Article Audio Player
pausedExperiments on creating an *audio markup* in text to speech
Notes
In this project, over a couple of trials far and wide, I tried to build an app to read articles aloud from the web.
The concept was not new, you could read pages from the browser - but quality and lack of background playing was annoying. Other apps did it well, like Reader or more recently ElevenReader from Eleven Labs.
However, this still sparked my interest as I follow closely the evolution of opensource TTS technology. I leveraged kokoro TTS to build multiple forms of the service - the latest version was a native expo app.
But the interesting bit was experimenting around an audio markup.
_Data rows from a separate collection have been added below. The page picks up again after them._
Issue #1758, opened 2021-09-03
Bad link color on browser compatibility warning


jtbandes:
studio.foxglove.dev in Safari:

<img width="626" alt="image" src="https://user-images.githubusercontent.com/14237/132043642-a09fa1f7-3b49-4ec2-94fc-7d06981e0c3b.png">

The blue link is too similar in color to the purple background.

Issue #1541, opened 2021-07-22
Add on-screen canvas rendering as fallback


defunctzombie:
Safari 15 is able to display most aspects of the app. One area where it fails is panels which use offscreen canvas. We should add a fallback mode to these panels to use onscreen canvas. This fallback mode could display a notification on the panel that onscreen rendering may impact performance.

- [ ] ~Remove sendNotification from util/supportOffscreenCanvas~
- [x] Add fallback to Plot Panel
- [x] Add fallback to State Transition Panel
- [x] Add fallback to Image Panel

Related https://github.com/foxglove/studio/issues/1511 https://github.com/foxglove/studio/issues/1422

PR #2502, opened 2021-12-23
Chart: add main-thread fallback for browsers without OffscreenCanvas support

jtbandes:
Partially addresses https://github.com/foxglove/studio/issues/1541 (for Plot and StateTransitions panels).

Fixes https://github.com/foxglove/studio/issues/1758.

Adapted approach from the webviz code: https://github.com/cruise-automation/webviz/blob/633920b68bdcd951b79a0bc44d0a5cf2b35814d6/packages/webviz-core/src/panels/ImageView/ImageCanvas.js#L105-L109

image

### DIFF
--- a/packages/studio-base/src/components/Chart/index.tsx
+++ b/packages/studio-base/src/components/Chart/index.tsx
@@ -10,12 +10,15 @@
 
 import { ChartOptions, ChartData as ChartJsChartData, ScatterDataPoint } from "chart.js";
 import Hammer from "hammerjs";
-import { useCallback, useLayoutEffect, useRef, useState } from "react";
+import { useCallback, useEffect, useLayoutEffect, useRef, useState } from "react";
+import { useToasts } from "react-toast-notifications";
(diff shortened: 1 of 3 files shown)


packages/studio-base/src/components/Chart/index.tsx
```diff
@@ -81,8 +84,21 @@ type RpcSend = <T>(
...
+
+const supportsOffscreenCanvas =
+  typeof HTMLCanvasElement.prototype.transferControlToOffscreen === "function";
+
 function Chart(props: Props): JSX.Element {
   const [id] = useState(() => uuidv4());
+  const { addToast } = useToasts();
+  useEffect(() => {
+    if (!supportsOffscreenCanvas) {
+      addToast(
```
defunctzombie, line 96: Should we be showing this in the panel? Thinking about how this would happen if we used the extension api for this panel. Do we want panels to be able to make toasts?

When we write structured text, we use formatting and positioning clues (markup) to add paratextual meaning alongside it. Titles, paragraphs, quote marks, bold and italic - all those impact the meaning of the words themselves, and our understanding of the content as a whole. However once read aloud, we lose this signal. The evolution I tried out was to use different voices, sounds, and pauses to carry on the meaning of the markup. Titles and quotes would be a female sounding voice, paragraphs were male. Links, stripped of their urls, would play a bell sound right after its label to alert listeners there was more to it. Paragraphs would have specific pauses, and smaller ones for lists. I even swapped similar but slightly different tone for bold or italic.
Advanced TTS will probably be able, one day, to carry all those nuances as a skilled public reader does naturally.